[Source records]
====================
PR #11406, opened 2022-02-03
chore: generate Python proto files in devcontainer

alexzurbonsen:
## Summary

Generate Python proto files in DevContainer analogously to the make files (by using `gen_protos.py` and `gen_prometheus_proto.py` modules).

Add extension to VSCode:
 - [proto3 extension](https://marketplace.visualstudio.com/items?itemName=zxh404.vscode-proto3): understands proto (syntax highlighting, code completion, code formatting and more)

## Test Plan

Built DevContainer locally. Checked that proto modules can be imported.

### DIFF
--- a/.devcontainer/Dockerfile
+++ b/.devcontainer/Dockerfile
@@ -347,6 +347,23 @@ WORKDIR ${MAGMA_ROOT}/orc8r/gateway/python/
 RUN pip3 install --quiet --upgrade --no-build-isolation --no-cache-dir --verbose --editable .[dev] && \
     rm -rf orc8r.egg-info
 
+#### protos
+ARG PYTHON_LIB=/usr/local/lib/python3.8
+
+COPY /protos/ ${MAGMA_ROOT}/protos/
+COPY /lte/protos/ ${MAGMA_ROOT}/lte/protos/
+COPY /orc8r/protos/ ${MAGMA_ROOT}/orc8r/protos/
+COPY /feg/protos/ ${MAGMA_ROOT}/feg/protos/
+COPY /dp/protos/ ${MAGMA_ROOT}/dp/protos/
+WORKDIR $MAGMA_ROOT
+RUN pip install mypy-protobuf && \
+    mkdir $PYTHON_LIB/gen && \
+    for PROTO_SRC in orc8r lte feg dp; \
+    do \
+    python protos/gen_protos.py ${PROTO_SRC}/protos ${MAGMA_ROOT},orc8r/protos/prometheus ${MAGMA_ROOT} $PYTHON_LIB/gen && \
+    python protos/gen_prometheus_proto.py ${MAGMA_ROOT} $PYTHON_LIB/gen; \
+    done && \
+    echo "$PYTHON_LIB/gen" > $PYTHON_LIB/dist-packages/magma_gen.pth
 
 RUN ln -s $MAGMA_ROOT/bazel/bazelrcs/devcontainer.bazelrc /etc/bazelrc
 
--- a/.devcontainer/devcontainer.json
+++ b/.devcontainer/devcontainer.json
@@ -21,6 +21,7 @@
 		"ms-python.python",
 		"ms-python.vscode-pylance",
 		"njpwerner.autodocstring",
+		"zxh404.vscode-proto3",
 	],
 	"image": "ghcr.io/magma/magma/devcontainer:sha-206a67a",
 	"settings": {


.devcontainer/Dockerfile
```diff
@@ -336,17 +336,30 @@ COPY lte/gateway/deploy/roles/magma/files/patches/aioeventlet_fd_exception.patch
 RUN patch -N -s -f /usr/local/lib/python3.8/dist-packages/aioeventlet.py < /tmp/aioeventlet_fd_exception.patch && \
     rm -rf /tmp/*
 
+COPY . ${MAGMA_ROOT}
```
jheidbrink: Could we copy just the needed files? That might reduce the docker image size, and also express more clearly which files the following steps depend on.

.devcontainer/Dockerfile
```diff
@@ -336,17 +336,30 @@ COPY lte/gateway/deploy/roles/magma/files/patches/aioeventlet_fd_exception.patch
...
+
+WORKDIR $MAGMA_ROOT
+RUN mkdir $PYTHON_LIB/gen && \
+    for PROTO_SRC in orc8r lte feg; \
+    do \
+    python protos/gen_protos.py ${PROTO_SRC}/protos ${MAGMA_ROOT},orc8r/protos/prometheus ${MAGMA_ROOT} $PYTHON_LIB/gen && \
+    python protos/gen_prometheus_proto.py ${MAGMA_ROOT} $PYTHON_LIB/gen; \
+    done && \
+    echo "$PYTHON_LIB/gen" > $PYTHON_LIB/dist-packages/magma_gen.pth && \
+    find $PYTHON_LIB/gen -type d | tail -n +2 | sed '/__pycache__/d' | xargs -I % touch "%/__init__.py"
```
jheidbrink: Have you tried if this works without creating those `__init__.py`s?

Neudrino (approved):

.devcontainer/Dockerfile
```diff
@@ -336,17 +336,30 @@ COPY lte/gateway/deploy/roles/magma/files/patches/aioeventlet_fd_exception.patch
...
     rm -rf lte.egg-info
 
-COPY /orc8r/gateway/python/ ${MAGMA_ROOT}/orc8r/gateway/python/
 WORKDIR ${MAGMA_ROOT}/orc8r/gateway/python/
 RUN pip3 install --quiet --upgrade --no-build-isolation --no-cache-dir --verbose --editable .[dev] && \
     rm -rf orc8r.egg-info
 
+#### protos
+ARG PYTHON_LIB=/usr/local/lib/python3.8
+
```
====================
> **Task statement**
Output the entries above exactly, please, with nothing dropped.

> **Result below**
PR #11406, opened 2022-02-03
chore: generate Python proto files in devcontainer

alexzurbonsen:
## Summary

Generate Python proto files in DevContainer analogously to the make files (by using `gen_protos.py` and `gen_prometheus_proto.py` modules).

Add extension to VSCode:
 - [proto3 extension](https://marketplace.visualstudio.com/items?itemName=zxh404.vscode-proto3): understands proto (syntax highlighting, code completion, code formatting and more)

## Test Plan

Built DevContainer locally. Checked that proto modules can be imported.

### DIFF
--- a/.devcontainer/Dockerfile
+++ b/.devcontainer/Dockerfile
@@ -347,6 +347,23 @@ WORKDIR ${MAGMA_ROOT}/orc8r/gateway/python/
 RUN pip3 install --quiet --upgrade --no-build-isolation --no-cache-dir --verbose --editable .[dev] && \
     rm -rf orc8r.egg-info
 
+#### protos
+ARG PYTHON_LIB=/usr/local/lib/python3.8
+
+COPY /protos/ ${MAGMA_ROOT}/protos/
+COPY /lte/protos/ ${MAGMA_ROOT}/lte/protos/
+COPY /orc8r/protos/ ${MAGMA_ROOT}/orc8r/protos/
+COPY /feg/protos/ ${MAGMA_ROOT}/feg/protos/
+COPY /dp/protos/ ${MAGMA_ROOT}/dp/protos/
+WORKDIR $MAGMA_ROOT
+RUN pip install mypy-protobuf && \
+    mkdir $PYTHON_LIB/gen && \
+    for PROTO_SRC in orc8r lte feg dp; \
+    do \
+    python protos/gen_protos.py ${PROTO_SRC}/protos ${MAGMA_ROOT},orc8r/protos/prometheus ${MAGMA_ROOT} $PYTHON_LIB/gen && \
+    python protos/gen_prometheus_proto.py ${MAGMA_ROOT} $PYTHON_LIB/gen; \
+    done && \
+    echo "$PYTHON_LIB/gen" > $PYTHON_LIB/dist-packages/magma_gen.pth
 
 RUN ln -s $MAGMA_ROOT/bazel/bazelrcs/devcontainer.bazelrc /etc/bazelrc
 
--- a/.devcontainer/devcontainer.json
+++ b/.devcontainer/devcontainer.json
@@ -21,6 +21,7 @@
 		"ms-python.python",
 		"ms-python.vscode-pylance",
 		"njpwerner.autodocstring",
+		"zxh404.vscode-proto3",
 	],
 	"image": "ghcr.io/magma/magma/devcontainer:sha-206a67a",
 	"settings": {


.devcontainer/Dockerfile
```diff
@@ -336,17 +336,30 @@ COPY lte/gateway/deploy/roles/magma/files/patches/aioeventlet_fd_exception.patch
 RUN patch -N -s -f /usr/local/lib/python3.8/dist-packages/aioeventlet.py < /tmp/aioeventlet_fd_exception.patch && \
     rm -rf /tmp/*
 
+COPY . ${MAGMA_ROOT}
```
jheidbrink: Could we copy just the needed files? That might reduce the docker image size, and also express more clearly which files the following steps depend on.

.devcontainer/Dockerfile
```diff
@@ -336,17 +336,30 @@ COPY lte/gateway/deploy/roles/magma/files/patches/aioeventlet_fd_exception.patch
...
+
+WORKDIR $MAGMA_ROOT
+RUN mkdir $PYTHON_LIB/gen && \
+    for PROTO_SRC in orc8r lte feg; \
+    do \
+    python protos/gen_protos.py ${PROTO_SRC}/protos ${MAGMA_ROOT},orc8r/protos/prometheus ${MAGMA_ROOT} $PYTHON_LIB/gen && \
+    python protos/gen_prometheus_proto.py ${MAGMA_ROOT} $PYTHON_LIB/gen; \
+    done && \
+    echo "$PYTHON_LIB/gen" > $PYTHON_LIB/dist-packages/magma_gen.pth && \
+    find $PYTHON_LIB/gen -type d | tail -n +2 | sed '/__pycache__/d' | xargs -I % touch "%/__init__.py"
```
jheidbrink: Have you tried if this works without creating those `__init__.py`s?

Neudrino (approved):

.devcontainer/Dockerfile
```diff
@@ -336,17 +336,30 @@ COPY lte/gateway/deploy/roles/magma/files/patches/aioeventlet_fd_exception.patch
...
     rm -rf lte.egg-info
 
-COPY /orc8r/gateway/python/ ${MAGMA_ROOT}/orc8r/gateway/python/
 WORKDIR ${MAGMA_ROOT}/orc8r/gateway/python/
 RUN pip3 install --quiet --upgrade --no-build-isolation --no-cache-dir --verbose --editable .[dev] && \
     rm -rf orc8r.egg-info
 
+#### protos
+ARG PYTHON_LIB=/usr/local/lib/python3.8
+
```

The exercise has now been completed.